When the Master heard about this, he said, in essence, “Had my forgiveness really touched your heart you would have extended it to your brother.”
The master withdrew forgiveness, since a man who won’t extend grace shows an utter disregard for grace.
This parable teaches:
Our debt to God is infinitely beyond our capacity to pay.
Our debt to God is infinitely greater than any person’s debt to us.
When we truly experience God’s forgiveness for our sins it will transform us into forgiving people.
“But how can I forgive my father for abusing me, my ex-wife for betraying me, my business partner for cheating me? That would take a miracle.”
Exactly. Grace is that miracle.
“Do you expect me to pretend he didn’t do those terrible things to me?” Not at all. God doesn’t pretend we didn’t do all those terrible things to him. He doesn’t pretend the nails in His hands didn’t hurt.
He says, “I died to forgive you…and to give you grace to forgive others.”
Extending grace frees us from the terrible burden of resentment and bitterness. Bad as they may be, anyone’s offenses against me are far less than my offenses against God. If He’s forgiven me, by his grace I can forgive them.
God’s grace to us is lightning. Our grace to others is thunder. Lightning comes first; thunder responds. We show grace to others because He first showed grace to us.
Go and Sin No More
The truth-only crowd, the Pharisees, were ready to stone a woman for adultery (John 8:1-12). Had grace-only folks been there, they would have said, “Don’t worry about an affair, dear. God understands, and so do we.”
Jesus rebuked the woman’s accusers. But that isn’t the end of the story. He could have said,
“Go burn for your sins.”
OR
“Go and feel free to sin some more.”
What He did say was, “Go and sin no more.”

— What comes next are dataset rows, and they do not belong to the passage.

PR #514, opened 2022-08-25
react-div-100vh + responsive content

igitur:

PR #515, opened 2022-08-25
Removes modal scroll where not needed and modal centering

stenkast:
This removes the modal scroll when it's not needed, and also makes it so the modal respects the height, especially on Safari. Also changes the way it's centering to remove the need for the trick div, if it's required I'll put it back.


stenkast:
Brain is working a bit faster than I can handle. I just realized this is going to need the changes made in #514 first. So I'll close it for now and pick it up later.

igitur:
After #488 and #516 , I don't see scrollbars. Is this PR still necessary?

igitur:
Can you please post before and after screenshots to illustrate the problem and solution?

stenkast:
https://i.imgur.com/Z67Sx6t.png

Left is before, Right is after. It's not really possible to show the scrolling, that's something you'll just have to check yourself.

igitur:
I can see the issue in your screenshot, but I fail to reproduce it on any device. Do you think this is, again, something specific to iOS/Safari? Would you mind confirming that you cannot reproduce it on Chrome/Android on https://reactle.vercel.app/ ?

igitur:
posted under correct PR ;-)

stenkast:
Yeah, it seems to be a Safari issue again, yikes Apple.

igitur (approved):

igitur:
Thanks!

PR #517, opened 2022-08-25
App and related files in its own folder in components + organized test files

stenkast:
I got a lot of ideas for changes to make for organizing but figured a lot of it might be subjective and so I'll just make this one as I think we all can agree on this one.

Changed App to not be a default export, and also moved it and it's related files to its own folder in components for a more cleaner folder structure.

I also made a tests folder in lib, so that they are not mixed together with the main files.


igitur:
I can see the issue in your screenshot, but I fail to reproduce it on any device. Do you think this is, again, something specific to iOS/Safari? Would you mind confirming that you cannot reproduce it on Chrome/Android on https://reactle.vercel.app/ ?

stenkast:
I think you replied to the wrong pull request :) Confirmed, seems to be yet another Safari problem, yikes Apple.

stenkast:
Fair enough

PR #518, opened 2022-08-26
Animation on tiles with status of absent/present/correct only in Info Modal

stenkast:
This is another small quality of life improvement. I think the Info Modal is way too busy in terms of animations with all the irrelevant tiles having the fill animation when you open it, when it's not really necessary.

I think this makes the modal less busy, and puts focus on the tiles that needs it.


igitur:
Again, I can't see the difference on the InfoModal between https://reactle.vercel.app/ and https://react-wordle-git-fork-stenkast-remove-info-c-d4cc73-cwackerfuss.vercel.app/ 

ANOTHER iOS/Safari thing?!?!

stenkast:
> Again, I can't see the difference on the InfoModal between https://reactle.vercel.app/ and https://react-wordle-git-fork-stenkast-remove-info-c-d4cc73-cwackerfuss.vercel.app/
> 
> ANOTHER iOS/Safari thing?!?!

Look at the animation of the tiles that does not have a specific status on them.. In the before they have the "fill" animation when you open it, but on the after I've removed that because I think it's too much animation on unimportant tiles (the status ones need focus) and it looks better like this imo. It's also how the original Wordle does their info screen.

igitur:
Ah, got it.

igitur (approved):

PR #520, opened 2022-08-30
Add link to Western Armenian version

sourencho:


igitur:
Thanks for addition, but please add this link in the correct alphabetical order.

PR #567, opened 2022-11-29
Added German Harry Potter wordle to Readme.md

A-wels:
Since this does not really fit into the existing categories, I added a new one. I feel like adding this to the normal 'fun themes' list would make the list worse for the majority of users, while using the 'other languages' list would not fit into the 'default wordle' theme of the list.


igitur:
Agree, but please add the new category directly below the `Fun Themes` category instead of below the `Maths` category.

igitur:
I'm getting HTTP 502 for your site.

A-wels:
Whoops, I was rebuilding the site. It should work now.

A-wels:
The order of categories has also been changed as requested

PR #590, opened 2023-01-11
Wordle in Kazakh version

Marat1Kh:
Wordle in Kazakh version which has more than 3500+ words


igitur:
Not meant for this repo.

Jesus didn’t deny truth. He affirmed it. She needed to repent. And change.
Jesus didn’t deny grace. He offered it. He sent her away forgiven and cleansed, to a new life.
Grace-only folk don’t understand why Jesus said, “fear him who has the power to throw you into hell” (Luke 12:5). Truth-only folk don’t understand why Jesus hung out with sinners, and why He hung on a cross for them.
Instead of the world’s apathy and tolerance, we offer grace. Instead of the world’s relativism and deception, we offer truth.
If we minimize grace the world sees no hope for salvation. If we minimize truth, the world sees no need for salvation. To show the world Jesus, we must offer unabridged grace and truth, emphasizing both, apologizing for neither.
Truth is quick to post warning signs and guardrails at the top of the cliff. Yet it fails to empower people to drive safely—and neglects to help them when they crash.
Grace is quick to post ambulances and paramedics at the bottom of the cliff. But without truth, it fails to post warning signs and build guardrails. In so doing, it encourages the very self-destruction it attempts to heal.
Truth without grace crushes people and ceases to be truth. Grace without truth deceives people and ceases to be grace.
Truth without grace degenerates into judgmental legalism. Grace without truth degenerates into deceitful tolerance.
Christ’s heart is equally grieved by grace-suppression and truth-suppression, by grace-twisting and truth-twisting.
We need to examine ourselves and correct ourselves. We who are truth-oriented need to go out of our way to affirm grace. We who are grace-oriented need to go out of our way to affirm truth.
“Hate the sin, but love the sinner.” No one did either like Jesus.
Truth hates sin. Grace loves sinners.
Those full of grace and truth do both.